Пусть они содержат конюшни, и на форум их выкатывает упряжка белых жеребцов, пусть угощаются они с золота и серебра, пусть покупают себе в усладу многотысячных красавчиков, пусть прелюбодействуют до поры тайком, а потом — когда застанут их наконец в постели — женятся на этих своих потаскухах, пусть рукоплещет толпа их славным победам, когда казнишь ты какого-нибудь попавшегося им в лапы и без вины виноватого философа или сенатора — пусть все это так, но оно и понятно: мерзавцы распустились и забыли всякий страх перед законами и народным мнением. Однако они уже настолько возгордились надо всем человеческим, что желают присвоить себе и божественный промысел, а такого я стерпеть не могу, такое и слушать-то боязно! С твоего дозволения они и тебя самого, пожалуй, притянут в суд за оскорбление божественного величества, ибо когда уже не на кого будет им доносить, то очень даже возможно, что останется им сочинять доносы только на тебя. Я понимаю, что скорее упрекаю, нежели оправдываюсь, но да буде г мне дано сказать слово в защиту законов, ибо ежели не согласишься ты слушаться законов, то и державе твоей придет конец.

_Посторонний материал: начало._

PR #2375, opened 2019-02-20
TASK: lazily expose node variants information

dimaip:
Since #2164 got blocked, I extract the logic for loading node variant information into this PR, so it would be possible to experiment with node variants selector in a separate package.

I refactor `getPolicyInformationAction` into `getLazyNodeDataAction`, a place where we'd be able to fetch all node information, that is expensive to calculate and load, I'm sure it'd be useful in the future.

### DIFF
--- a/Classes/Controller/BackendServiceController.php
+++ b/Classes/Controller/BackendServiceController.php
@@ -21,6 +21,7 @@ use Neos\Flow\Mvc\ResponseInterface;
 use Neos\Flow\Mvc\View\JsonView;
 use Neos\Flow\Persistence\PersistenceManagerInterface;
 use Neos\Neos\Domain\Service\ContentContextFactory;
+use Neos\Neos\Domain\Service\ContentDimensionPresetSourceInterface;
 use Neos\Neos\Service\PublishingService;
 use Neos\Neos\Service\UserService;
 use Neos\Neos\Ui\ContentRepository\Service\NodeService;
@@ -112,6 +113,12 @@ class BackendServiceController extends ActionController
      * @var NodeClipboard
      */
     protected $clipboard;
+
+    /**
+     * @Flow\Inject
+     * @var ContentDimensionPresetSourceInterface
+     */
+    protected $contentDimensionsPresetSource;
 
     /**
      * Set the controller context on the feedback collection after the controller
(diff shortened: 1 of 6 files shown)


danielkestler:
Are you reading minds? I think this is exactly what @kitsunet, @davidspiola and me were talking about in our call this Monday. Great, from this point on we can experiment with or sketch different solutions for the problem.

dimaip:
@danielkestler hah no, it was our plan with @davidspiola since ages :)

Configuration/Routes.Service.yaml
```diff
@@ -79,8 +79,8 @@
   httpMethods: ['GET']
 -
   name: 'Get Policy Info'
-  uriPattern: 'get-policy-info'
+  uriPattern: 'get-lazy-node-data'
```
kitsunet: I feel the naming is off here, we should probably try and find a better wording.

`get-extended-node-information` or `get-additional-node-metadata` or such?

kitsunet: Same goes for all other isntances of `lazy` ofc.

Classes/Controller/BackendServiceController.php
```diff
@@ -393,25 +400,51 @@ public function loadTreeAction(NodeTreeBuilder $nodeTreeArguments, $includeRoot
...
         /** @var NodeInterface $node */
         foreach ($nodes as $node) {
-            $result[$node->getContextPath()] = ['policy' => $this->nodePolicyService->getNodePolicyInformation($node)];
+            $otherNodeVariants = array_values(array_filter(array_map(function ($node) {
+                return $this->getCurrentDimensionPresetIdentifiersForNode($node);
+            }, $node->getOtherNodeVariants())));
+            $result[$node->getContextPath()] = [
+                'policy' => $this->nodePolicyService->getNodePolicyInformation($node),
+                'dimensions' => $this->getCurrentDimensionPresetIdentifiersForNode($node),
+                'otherNodeVariants' => $otherNodeVariants
```
kitsunet: Wait so this contains only dimension presets in which variants exist? not even information about those variants. It seems to me super expensive to do this for every node just to get the "filled presets".

kitsunet:
I am still very vary about this, especially combining it with policies. We need the policies quickly, adding more stuff makes the whole thing slower. IMHO the variants are convenience nothing more. As we discussed monday I would really like to defer loading that information until you want to look at the variant relations for a single node and then loading it for that node.

Configuration/Routes.Service.yaml
dimaip: Yeah, I could come up with a good name quickly... `get-additional-node-metadata` sounds OK.

Classes/Controller/BackendServiceController.php
dimaip: What kind of information could we load here? We already have dimension presets information in the UI. That's really all we need.
Is there cheaper way to get this info?

dimaip:
Hi, @kitsunet! Thanks for the review!

> We need the policies quickly, adding more stuff makes the whole thing slower.
Lazy-loading it after focusing the node would kill the UX, according to our discussion with @davidspiola this information is quite critical for editors in  multi-dimensional sites.

Policy information is extremely expensive, I'm sure just getting node variants would be nothing in comparison to this. But I can do some measurements. What would you consider a good testcase for this assumption? How many node variants should we test for?

dimaip:
@kitsunet I fixed the naming.

Regarding performance, I did some measurements. On the demo site it takes 0.04s to calculate all this information in development context. The request in total takes 1.42s. That's about 3% slowdown.
I'd propose to not do premature optimization further.
We really need this data to be available in the UI to do further work in #guild-ux, delaying it may kill the momentum.

In the future if we'd want to optimize the performance further, I think it should be done on the CR API side: it should provide a cheap way to know all node variants of a node.

dimaip:
@kitsunet thanks a lot for taking the time to dig into the subject and for your thorough review :heart:

PR #2380, opened 2019-03-03
Data source optional caching

mireo91:
**What I did**
Added option to disable caching of data source.
**How I did it**
By looking for key 'disableCaching' in 'options.dataSourceAdditionalData'. Only when set to false or not existing key the cache should be set.
**How to verify it**
- for SelectBox editor use dataSource as source of options
- to disable default caching set:
              dataSourceAdditionalData:
              &nbsp;&nbsp;disableCaching: TRUE


Sebobo:
Hi @mireo91,

thanks for your PR!

It looks you created the PR from the 3.x branch which contains many more changes than you actually want to add. Can you recreate or change the PR on the 2.x branch? 

Thanks,
Sebastian

PR #2381, opened 2019-03-06
BUGFIX: disregard baseNodeType for search without preset

dimaip:
This PR fixes regression caused by https://github.com/neos/neos-ui/commit/9323ad3097f0acec8756cf3dfb0669af3e02d47d

Neos used to be able to search for all document nodes, disregarding `baseNodeType` setting. It makes a lot of sense, e.g. in projects where there are too many nodes to be shown in the tree at the same time, but yet you'd want to make them searchable.

An alternative could be to introduce a separate setting like `searchBaseNodeType` for tree presets, but I'd propose to start with restoring the original behavior, and introduce yet another setting if it would really be demanded by real projects.

### DIFF
--- a/packages/neos-ui-sagas/src/UI/PageTree/index.js
+++ b/packages/neos-ui-sagas/src/UI/PageTree/index.js
@@ -140,7 +140,6 @@ export function * watchSearch({configuration}) {
         yield put(actions.UI.PageTree.setSearchResult(result));
 
         const {contextPath, query: searchQuery, filterNodeType} = action.payload;
-        const effectiveFilterNodeType = filterNodeType || configuration.nodeTree.presets.default.baseNodeType;
 
         yield put(actions.UI.PageTree.setAsLoading(contextPath));
         let matchingNodes = [];
@@ -150,7 +149,7 @@ export function * watchSearch({configuration}) {
             const query = q(contextPath);
 
             if (filterNodeType || searchQuery) {
-                matchingNodes = yield query.search(searchQuery, effectiveFilterNodeType).getForTreeWithParents();
+                matchingNodes = yield query.search(searchQuery, filterNodeType).getForTreeWithParents();
             } else {
                 const clipboardNodeContextPath = yield select($get('cr.nodes.clipboard'));
                 const toggledNodes = yield select($get('ui.pageTree.toggled'));


bwaidelich:
Thanks for fixing the regression.
As mentioned on slack already, I have some reservations to just reverting it though because it would lead to a worse experience in large projects that would have to search through _all_ document nodes now. Also the search result might yield only results that the user is not interested in.
E.g. we have something like 50k imported data that contains all kind of contents but we use dedicated presets to filter/find those.

Having said that, of course I won't block this one (especially since it was me who broke the behavior to begin with)

dimaip:
Hey @bwaidelich, thanks for your feedback again!

> but we use dedicated presets to filter/find those.

The problem with this, if you use a filter, it would load _ALL_ those 50000 nodes before you are able to search for them. How does it work for you?

I'm in no way insisting on this particular way to fix the problem, but so far I only see two alternatives:
1) restore the old behavior
2) add an extra `searchBaseNodeType` setting

Any other ideas?

bwaidelich:
> How does it work for you?

We don't define a filter that shows the imported data because (IMO) the tree is not suited to display such huge amounts (and it killed Neos when users accidentally switched to the wrong filter).
Instead we created flat list for those (based on your awesome [FlatNav](https://github.com/psmb/Psmb.FlatNav and extended with a simple search).

I understand that this can't be the default solution, especially because the flat navigation is no core feature (yet).

> so far I only see two alternatives [...]

Yes, I can't think of another one as well and I would prefer the second solution (extra setting) because of the mentioned issues with the default behavior.

Maybe we should start a discuss post for others to share their opinion on this one?

dimaip:
@bwaidelich I could try to implement that extra setting, though I cry every time I add yet another setting to the configuration :)

I'm lazy to create discuss posts, I'll just drop a link to this discussion in #teams now :D

dimaip:
> and extended with a simple search

Btw, maybe you'd like to contribute the search functionality back to FlatNav? That would be quite cool!

kdambekalns:
Huh. 🤷‍♂️

- I'd expect to exclude only stuff I never want to see in the tree, so… I'm fine with the way it is now.
- I can understand such a behavior might not fit others, so I'd vote for the setting, even though adding settings sucks.

bwaidelich:
> I cry every time I add yet another setting to the configuration

yes, I know.. It sucks. maybe there are other options (e.g. allow filter and search term to be specified at once or some kind of pagination for many nodes on the same level – so that it doesn't load the whole universe into the tree)

> maybe you'd like to contribute the search functionality back to FlatNav?

@kitsunet implemented that and we would probably need to ask the customer for permission, but this shouldn't be an issue.

dimaip:
So there are possible fixes to this:

1) EASY (and ulgy). Add the setting.
2) MEDIUM. Add search to FlatNav and add FlatNav into the core. That would solve the problem.
3) HARD. Develop a super cool tree component with pagination and all bells and whistles.

bwaidelich:
> Add search to FlatNav and add FlatNav into the core

I'm happy to help there and IMO it doesn't even _have_ to be a core package. IIRC our fork just needs a little bit of fine tuning, styling tweaks and some documentation. I hope that we can soon share it back upstream.

> Develop a super cool tree component with pagination and all bells and whistles

Right.. That's something we have on the plate for quite a while already (https://github.com/neos/neos-development-collection/issues/1058, https://github.com/neos/neos-development-collection/issues/1099, ..)

PS: I'm on vacation now for 2 weeks but I'm happy to help resolving this one afterwards!

dimaip:
Ok, so I'll close this for now

PR #2382, opened 2019-03-08
BUGFIX: Add missing legacy formatting options

daniellienert:
Feature switches for formating options del / u were not converted to their new names.


dimaip:
Anyways, I'll merge it for now, but the code migration would have been nice as well.

daniellienert:
@dimaip I’m just on it!!

PR #2383, opened 2019-03-08
FEATURE: Remember active tab in inspector

Sebobo:
With this change the sidebar will remember
which inspector tab was selected last and
restore the correct tab when switching between
nodes. Even if the order of the tabs is different.

**What I did**

Instead of storing the active tabs index I store its id which is unique.

**How I did it**

Just store the different property.

**How to verify it**

Select the document node and the SEO tab, then switch between content nodes and the document node and see that the tab will be restored.


Sebobo:
I could modify it to insert the index as id if no id is set. Then it would behave the same. And make the id optional therefore.

Sebobo:
After some thought, I'm not sure if it's sensible to support both behaviors. 
The code needed is a bit more complex than I thought as supporting the index AND id creates special cases in several areas. Like what happens if the id is not set everywhere etc...

Big question is: Is anyone really using this as standalone right now?

dimaip:
> Is anyone really using this as standalone right now?

Hey, I really doubt that, but who knows?
Perhaps we could permit ourselves to slip in this breaking change into a minor release then?

Sebobo:
@dimaip I changed the code based on our discussion. Have a look.

packages/react-ui-components/src/Tabs/tabs.tsx
```diff
@@ -106,8 +107,8 @@ export default class Tabs extends PureComponent<TabsProps> {
 
         return (
             <div className={theme!.tabs__content}>
-                {React.Children.map(children, (panel, index) => {
-                    const isActive = activeTab === index;
+                {children.map((panel, index) => {
```
dimaip: What's the difference between `React.Children.map` and `children.map` I keep on forgetting?

Sebobo: I forgot again, but I had an issue with React.Children, I think it couldn't access something from the outside scope.

PR #2385, opened 2019-03-12
FEATURE: Add support for asset sources in asset editor

kitsunet:
This change adds asset sources support to the Asset Editor, which
allows for searching and importing remote assets on the fly.

This change relies on the new Asset Proxies web service endpoint in Neos.Neos.

It will not allow to link to (non imported) assets from other sources as that doesn't really work well with the current linking concept.


kitsunet:
Fixing the TS errors....

dimaip:
Makes sense!
The code looks good too, at least at first sight.

kitsunet:
The test failure seems unrelated, probably the branch too far behind or so

dimaip:
Oh yes it surely needs upmerging!

kitsunet:
I did merge master into it 2 days ago. it should be fine to merge really. I don't get why the push check fails but the pr check does not...

dimaip:
Did you upmerge 2.x into master before doing it?

robertlemke:
@dimaip shouldn't 2.x upmerges happen separately from new features? I'm not familiar with the current workflow for the Neos UI.

Anyway, I tried an upmerge, but there are too many conflicts which I wouldn't dare to solve, because I didn't follow what was happening in 2.x recently.

image

robertlemke:
To be honest, someone who is more familiar with what recently happened in Neos UI should solve the conflicts for the upmerge. For example, I'm not sure how to proceed with this one here:

image

dimaip:
> shouldn't 2.x upmerges happen separately from new features?

It's exactly as it is in neos-development-collection. I usually do upmerges before doing releases. I'll try to look into merge conflicts on Monday.

dimaip:
FYI: I've merged 2.x into master recently, don't know if it helps here.

kitsunet:
This is finally green after flushing the travis caches. seems it was some old package versions that didn't upgrade easily....

PR #2604, opened 2019-12-02
FEATURE: Custom Route for node preview

bwaidelich:
Depends on neos/neos-development-collection#2654

Related: neos/neos-development-collection#2653


markusguenther:
Bildschirmfoto 2019-12-02 um 19 18 12
See URL bottom left.

PR #2605, opened 2019-12-02
FEATURE: Save searchbar state in persitedState

markusguenther:
**What I did**
Replaced the local state of the component with a redux persited state.
So that the state of the searchbar is stored in the local storage like the left sidebar or right sidebar.
So the users don`t need to open it over and over again.

**How to verify it**
Open or close the search bar in the left sidebar and reload. The state should be the same.

Bildschirmfoto 2019-12-02 um 18 25 01

Resolves: #2606

### DIFF
--- a/Configuration/Settings.yaml
+++ b/Configuration/Settings.yaml
@@ -146,6 +146,8 @@ Neos:
             isHidden: false
             contentTree:
               isHidden: true
+            searchBar:
+              searchToggled: true
           rightSideBar:
             isHidden: false
           addNodeModal:
--- a/Configuration/Settings.yaml
+++ b/Configuration/Settings.yaml
@@ -63,6 +63,7 @@ Neos:
           'UI.FullScreen.toggle': 't f'
           'UI.LeftSideBar.toggle': 't l'
           'UI.LeftSideBar.toggleContentTree': 't c'
+          'UI.LeftSideBar.toggleSearchBar': 't s'
 
           'UI.AddNodeModal.close': 'c m'
 
--- a/Configuration/Settings.yaml
+++ b/Configuration/Settings.yaml
@@ -147,7 +147,7 @@ Neos:
             contentTree:
               isHidden: true
             searchBar:
-              searchToggled: true
+              searchToggled: false
           rightSideBar:
             isHidden: false
           addNodeModal:
--- a/Configuration/Settings.yaml
+++ b/Configuration/Settings.yaml
@@ -148,7 +148,7 @@ Neos:
             contentTree:
               isHidden: true
             searchBar:
-              searchToggled: false
+              isVisible: false
           rightSideBar:
             isHidden: false
           addNodeModal:
--- a/Tests/IntegrationTests/Fixtures/1Dimension/treeSearch.e2e.js
+++ b/Tests/IntegrationTests/Fixtures/1Dimension/treeSearch.e2e.js
@@ -84,3 +84,14 @@ test('Pagetree search field state is stored', async t => {
         .expect(nodeTreeSearchInput.exists)
         .ok();
 });
+
+test('Pagetree search field toggles on hotkey', async t => {
+    subSection('Search is initially hidden and we open it with "t s"');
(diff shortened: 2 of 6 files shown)


packages/neos-ui/src/Containers/LeftSideBar/NodeTreeSearchBar/index.js
```diff
@@ -72,19 +79,18 @@ class NodeTreeSearchBar extends PureComponent {
...
-        const {i18nRegistry} = this.props;
-        const {searchToggled, searchValue, searchFocused, filterNodeType} = this.state;
+        const {i18nRegistry, isHiddenSearchBar} = this.props;
+        const {searchValue, searchFocused, filterNodeType} = this.state;
         const searchLabel = i18nRegistry.translate('search', 'Search', {}, 'Neos.Neos', 'Main');
 
         const searchToggleClassName = mergeClassNames({
             [style.searchToggleButton]: true,
-            [style['searchToggleButton--active']]: searchToggled
+            [style['searchToggleButton--active']]: !isHiddenSearchBar
```
dimaip: Why did you reverse it? I like the old name better :)

markusguenther: Can also name it like this.

Configuration/Settings.yaml
```diff
@@ -146,6 +146,8 @@ Neos:
             isHidden: false
             contentTree:
               isHidden: true
+            searchBar:
+              searchToggled: true
```
dimaip: Wait, but shouldn't it be hidden by default?

Tests/IntegrationTests/Fixtures/1Dimension/treeSearch.e2e.js
```diff
@@ -16,12 +16,10 @@ test('PageTree search and filter', async t => {
     const searchmePage = 'Searchme page';
     const searchmeShortcut = 'Searchme shortcut';
 
-    const nodeTreeSearchToggler = ReactSelector('NodeTreeSearchBar IconButton');
```
dimaip: The old behaviour was actually correct. But to test that the toggles state sticks in the local storage we can actually reload amid the test run and assert that the collapsed state stayed

markusguenther: OK changed that :)

markusguenther:
Thanks @dimaip for the feedback.

packages/neos-ui-redux-store/src/UI/LeftSideBar/index.ts
```diff
@@ -8,13 +8,19 @@ export interface State extends Readonly<{
...
     };
 }> {}
 
 export const defaultState: State = {
     isHidden: false,
     contentTree: {
         isHidden: false
+    },
+    searchBar: {
+        searchToggled: false
```
Sebobo: Wouldn't `isHidden` fit better with the other state variables and be more explicit.
From `searchToggled` I wouldn't easily know which state means what.

Sebobo:
It's cool we have this feature soon. I wished for it some days ago ❤️

packages/neos-ui-redux-store/src/UI/LeftSideBar/index.ts
markusguenther: Had this before ;)

dimaip: The thing is that it's visible by default. Maybe 'searchShown' or 'searchVisible'?

dimaip: I dunno, maybe 'isHidden' would also work

Sebobo: `isVisible` is also fine.

markusguenther:
And again renamed the property 🎉

Issue #2603, opened 2019-12-02
Search term in document tree search should be trimmed


lorenzulrich:
### Description

If you accidentially (e.g. through copy & paste) have a space after or before a search term, you won't have a result.

### Steps to Reproduce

Кто же поддержит поручительством своим эту мою защитительную речь? Призови я Зевса, под властью коего, сколько мне ведомо, прожил я жизнь, как тут же уличат меня в колдовстве и что свел-де я небеса на землю9. А ежели так, то не лучше ли обратиться к мужу, коего многие— но только не я! —мнят ныне усопшим, а говорю я об отце твоем, который почитал меня как раз настолько, насколько ты почитаешь его, ибо тебя он сотворил, а мною возрос. Вот он-то и станет, государь, поручителем оправдания моего! Он знаком со мною куда лучше, чем ты, ибо, еще не восприяв державу, он побывал в Египте, дабы принести жертвы египетским богам и поговорить со мною о державе своей, а повстречавши меня, нестриженого и в той же одежде, что и теперь, отнюдь не стал он допытываться о наряде моем, в уверенности, что ежели мое, так непременно хорошее, и объявил, что явился именно ко мне, а после ушел он в радости, сказавши мне такое, чего никому другому не говорил, и услыхавши такое, чего ни от кого другого не слыхал. Замышлял он овладеть державою, и этот его замысел я весьма укрепил, меж тем как прочие уже старались отговорить его от помянутых намерений, хотя отговаривали безо всякой враждебности, которую мог бы ты вообразить, но — что

174 Флавий Филострат

правда, то правда! — побуждая родителя твоего отказаться от власти, они тем самым и у тебя отнимали право в будущем эту власть обрести. Так или сяк, а я убедил его не почитать себя недостойным войти в дверь, ежели стоит он па самом пороге, и убедил соделать вас наследниками державы, а он, похвалив благодетельность совета моего, сам высоко вознесся и сыновей вознес. Неужто, почитая меня колдуном, сделал бы он меня соучастником заботы своей? Тогда лучше было ему придти и сказать: «А ну-ка, заставь Судьбу и Зевса назначить меня тираном!» 10, или: «А ну-ка, наворожи для меня подходящие знамения и яви-ка мне Солнце, восходящее на западе и заходящее на востоке!» Право, ежели почитал бы он меня искусным чародеем и хитроумными уловками старался бы заарканить державу, которую надлежало обрести доблестью, то я решил бы, что в правители он никак не годится! Притом говорил он со мною в храме и принародно, а для колдовских сборищ храм божий — место самое негодное, ибо святость противна чародейству, и колдуны делают свои дела под покровом ночи, да чтобы ночь была потемнее и чтобы доверчивому дурню нельзя было ничего ни разглядеть, ни учуять. Родитель твой вел со мною еще и частную беседу, однако же и тут с нами был Евфрат и Дион: один — враг из врагов, другой — друг из друзей, ибо никогда не отлучу я Диона от приязни моей. Неужто станет кто толковать о чародействе пред лицом столь ученых — или хотя бы притязающих на ученость — мужей? Неужто кто не остережется явить подлость свою сразу друзьям и врагам? Да притом и разговоры наши отнюдь не касались колдовства: навряд ли ты думаешь, будто отец твой, взыскуя державы, доверял колдунам более, чем себе самому, и добивался от меня, чтобы принудил я богов содействовать ему в достижении желаемого! Совсем напротив, он твердо решил взять власть еще прежде, чем пришел в Египет, а потому беседовал со мною о предметах куда более важных: о законах и о праведном богатстве, и о надлежащем благочестии, и о том, какие милости даруют боги правосудным правителям, — вот о чем желал узнать твой родитель, а колдовское ремесло такой науке противно и враждебно, ибо ежели усилится наука, то всякому колдовству придет конец.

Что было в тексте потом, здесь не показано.